I’ve been thinking about philosophy lately. I can now see why people think its BS. A few days ago, in course of a few beers, I conversed with a well-school guy on the history of 1960’s and its consequences. There was a good amount give and take dialogue with common ideas in between. But a certain point, I concluded this guy doesn’t know what he’s talking about. Let me explain.
Exploration of ideas without consideration of real-world consequences is where people stop buying into whatever you’re saying or at least, I call BS. The guy asserted drugs like LSD, unadulterated use, are simply brain altering substances and can raise conscientiousness to a higher level.
Yeah right.
That’s hippie talk.
Multiple acid trips are good way to go crazy. Scientific literature journals on drug abuse and addiction express stuff like chronic LSD-induced psychosis and long-term flashbacks as significant adverse consequences to these drugs.
What about the therapeutic benefits to LSD? Yeah, there some work on treating alcoholism with it. But for the most part, this stuff is unpredictable as it depends on factors like setting, genetics, mind-set, expectations, and drug content purity.

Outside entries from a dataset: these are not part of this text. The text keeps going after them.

Issue #128, opened 2021-07-08
Increase coverage for pkg/schemacompat


imjasonh:
```
$ go test -cover ./pkg/schemacompat
ok  	github.com/kcp-dev/kcp/pkg/schemacompat	0.469s	coverage: 34.0% of statements
```

To see which lines aren't covered (GitHub won't let me attach it):

```
go test -coverprofile=coverage.out ./pkg/schemacompat && go tool cover -html=coverage.out
```

More coverage of this code should give us more confidence in the implementation, and it should be fairly easy to cover. We can maintain high coverage using [codecov](https://github.com/codecov/codecov-action), to note coverage deltas in PR comments.

(As always, the goal isn't 100% coverage, it's confidence in the code, whatever coverage %age is reported)

Once coverage is higher we can also consider adding mutation tests, using e.g., https://github.com/zimmski/go-mutesting, which can help us find even more behavior that isn't tested, for example cases where the input to a method doesn't affect test failure.

imjasonh:
After #129 we have shareable coverage reports: https://codecov.io/gh/kcp-dev/kcp/src/main/pkg/schemacompat/schemacompat.go

dgoodwin:
I'll take a look at this one for hack day.

/assign

PR #186, opened 2021-10-11
Add unit tests for schemacompat

ardaguclu:
This PR adds unit tests for schemacompat. After newly added unit tests,
code coverage increases to 68%.

fixes https://github.com/kcp-dev/kcp/issues/128 partially.

### DIFF
--- a/pkg/schemacompat/schemacompat_test.go
+++ b/pkg/schemacompat/schemacompat_test.go
@@ -244,6 +244,7 @@ func TestCompatibility(t *testing.T) {
 			XIntOrString: true,
 			Properties: map[string]apiextensionsv1.JSONSchemaProps{
 				"existing": {Type: "integer"},
+				"new":      {Type: "number"},
 			},
 		},
 		// LCD is the same as existing.
@@ -268,6 +269,7 @@ func TestCompatibility(t *testing.T) {
 			XPreserveUnknownFields: boolPtr(true),
 			Properties: map[string]apiextensionsv1.JSONSchemaProps{
 				"existing": {Type: "integer"},
+				"new":      {Type: "number"},
 			},
 		},
 		// LCD is the same as existing.
--- a/pkg/schemacompat/schemacompat_test.go
+++ b/pkg/schemacompat/schemacompat_test.go
@@ -364,7 +364,6 @@ func TestCompatibility(t *testing.T) {
 				},
 			},
 		},
-		// LCD is the same as existing.
 		wantLCD: &apiextensionsv1.JSONSchemaProps{
 			Type: "object",
 			AdditionalProperties: &apiextensionsv1.JSONSchemaPropsOrBool{
@@ -378,7 +377,7 @@ func TestCompatibility(t *testing.T) {
 			},
 		},
 	}, {
-		desc: "new has more properties, existing contains additional properties boolean",
+		desc: "new has additional properties boolean, existing contains additional properties",
 		existing: &apiextensionsv1.JSONSchemaProps{
 			Type: "object",
 			AdditionalProperties: &apiextensionsv1.JSONSchemaPropsOrBool{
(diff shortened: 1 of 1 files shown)


pkg/schemacompat/schemacompat_test.go
```diff
@@ -186,6 +190,244 @@ func TestCompatibility(t *testing.T) {
...
+					},
+				},
+			},
+		},
+	}, {
+		desc: "new has more properties, existing contains additional properties boolean",
+		existing: &apiextensionsv1.JSONSchemaProps{
+			Type: "object",
+			AdditionalProperties: &apiextensionsv1.JSONSchemaPropsOrBool{
+				Allows: true,
```
sttts, line 383: do we allow that? I don't we do. That would mean polymorphic string maps, i.e. `map[string]interface{}`.

ardaguclu: It is allowed in here https://github.com/kcp-dev/kcp/blob/f1145a6ec820b66420d651c0bce83a3ccf30769a/pkg/schemacompat/schemacompat.go#L372.

While adding unit tests, I assumed that there is no bug. What do you think?

sttts: Note we have a number of restrictions that are not visible in the types, but are done in the API validation phase. The structural schema types are much more restricted in this regard.

sttts:
The `EnsureStructuralSchemaCompatibility` func lacks a call to structural validation:

  https://github.com/kcp-dev/kcp/blob/main/pkg/schemacompat/schemacompat.go#L42

i.e. it should call `ValidateStructural` after `NewStructural`. Only when the former succeeds, it is a type you can expect from CRDs. This also influences the test cases here in the PR.

cc @davidfestal

pkg/schemacompat/schemacompat_test.go
```diff
@@ -186,6 +190,244 @@ func TestCompatibility(t *testing.T) {
...
+			Properties: map[string]apiextensionsv1.JSONSchemaProps{
+				"existing": {Type: "boolean"},
+				"new":      {Type: "number"},
+			},
+		},
+		// LCD is the same as existing.
+		wantLCD: &apiextensionsv1.JSONSchemaProps{
+			Type: "object",
+			Properties: map[string]apiextensionsv1.JSONSchemaProps{
+				"existing": {Type: "boolean"},
```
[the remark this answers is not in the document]
ardaguclu: I agree with @imjasonh. My first attempt was to wrapping up this repetitive tests into one function, but it hurts the readibility.

pkg/schemacompat/schemacompat_test.go
```diff
@@ -186,6 +186,244 @@ func TestCompatibility(t *testing.T) {
...
+			XIntOrString: true,
+			Properties: map[string]apiextensionsv1.JSONSchemaProps{
+				"existing": {Type: "integer"},
+			},
+		},
+		new: &apiextensionsv1.JSONSchemaProps{
+			Type:         "",
+			XIntOrString: true,
+			Properties: map[string]apiextensionsv1.JSONSchemaProps{
+				"existing": {Type: "integer"},
```
davidfestal, line 246: I don't see the new properties

pkg/schemacompat/schemacompat_test.go
```diff
@@ -186,6 +186,244 @@ func TestCompatibility(t *testing.T) {
...
+			Type:                   "",
+			XPreserveUnknownFields: boolPtr(true),
+			Properties: map[string]apiextensionsv1.JSONSchemaProps{
+				"existing": {Type: "integer"},
+			},
+		},
+		new: &apiextensionsv1.JSONSchemaProps{
+			Type:                   "",
+			XPreserveUnknownFields: boolPtr(true),
+			Properties: map[string]apiextensionsv1.JSONSchemaProps{
```
davidfestal, line 269: I don't see the new properties

davidfestal:
> > It was not the purpose of this library to ensure that the schemas are structural schemas. Such a validation is already done in other places of the K8S codebase (in CRD controllers for example afaict).
> 
> That's my point. Just saying that we don't have to test more than we can see in the field with real clusters. Some test-cases here were of that kind.

Maybe we could open a distinct issue for this ?

pkg/schemacompat/schemacompat_test.go
ardaguclu: Thanks @davidfestal, I added new properties.

davidfestal (approved):

PR #199, opened 2021-11-07
Do not try to sync status when status field is empty or nil in both objects

erwinvaneyk:
Currently `deepEqualStatus` returns true when the status is empty/nil in both objects. This is causing reconciling to happen needlessly for objects with an empty status, and triggers errors in objects that do not have a status (e.g., a ConfigMap).

### DIFF
--- a/pkg/syncer/statussyncer.go
+++ b/pkg/syncer/statussyncer.go
@@ -19,11 +19,10 @@ func deepEqualStatus(oldObj, newObj interface{}) bool {
 		return false
 	}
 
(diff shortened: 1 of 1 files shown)


stevekuznetsov (approved):
@davidfestal how does this look?

imjasonh:
This looks great. I'd love to have a unit test showing a new case where this wasn't handled correctly and now is, but since there aren't tests for this today I won't make you write them (I won't be sad if you did though 😉).

imjasonh (approved):

davidfestal (approved):

PR #201, opened 2021-11-08
Add unit test for pkg/syncer/statussyncer.go

imjasonh:
This behavior was changed in https://github.com/kcp-dev/kcp/pull/199 without a corresponding unit test, because there were no unit tests.

Pre-#199, the fourth unit test case would have returned `false`, and now returns `true`.


sttts:
lgtm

Later, the idea of families living on communes as a viable lifestyle is nonsense. Imagine my head shacking no, side to side, at this point in time. I always ask myself, in this system, who is going to take out the trash? The idea is shared responsibility, no restrictions, live free kind of society. But reality is a bunch of potheads squatting a campsite, never scooping the 3 day old dog poo from the carpet, kids running around like Lord of the Flies, and every guy is father to some kid, but don’t know which one.
And here’s my thing: fine. I don’t care. Do all the free sex, love, and drugs to your heart’s content. But as soon as there’s a kid in the picture, I got a problem with it now. This is a good way to screw up a kid. The neglect of no adult supervision or parents, the abuse of horrible living standards, the non-sense of home schooling from screwballs, and then the denial that, hey, what is it to you, can’t judge, stop generalizing–folk, is dangerous and irresponsible.
So back to philosophy. This goes for right-wing philosophies too. One comes to mind. Pro-lifers adamant campaign against the morning after pill, or Plan B, and Wal-Mart’s move to relucntantly sell over the counter back a few years ago because a) pro-lifers belief its an abortion pill and b) it encourages sexual activity, and) its morally wrong/bad to give this to the public, specifically teenagers.
Here’s why I don’t buy into their campaign. Its a contraceptive pill that works exactly like birth control, that you take after sex instead of before. Awesome. Here’s a product that can reduce the number of abortions in this country. Awesome. And this can prevent unplanned pregnancies. Awesome. Do they bite? Nope. They say its an abortion pill and its dangerous to take it.
I suspect their stance is not motivated by pro-life, but teenagers having sex without consequences. They didn’t have sex in high school and judge those who did. And now its payback.
Instead on working on and coming to common ground with the pro-choice folk like reducing the rate of teenagers having sex, both are quite content to yell at each other on the margins.
Conclusion: I don’t like dogma or orthodoxy. Ideas are fine. I like playing with them and exploring them. But the neglect of real-world results suggests to me they don’t know what they are talking about. BS I call.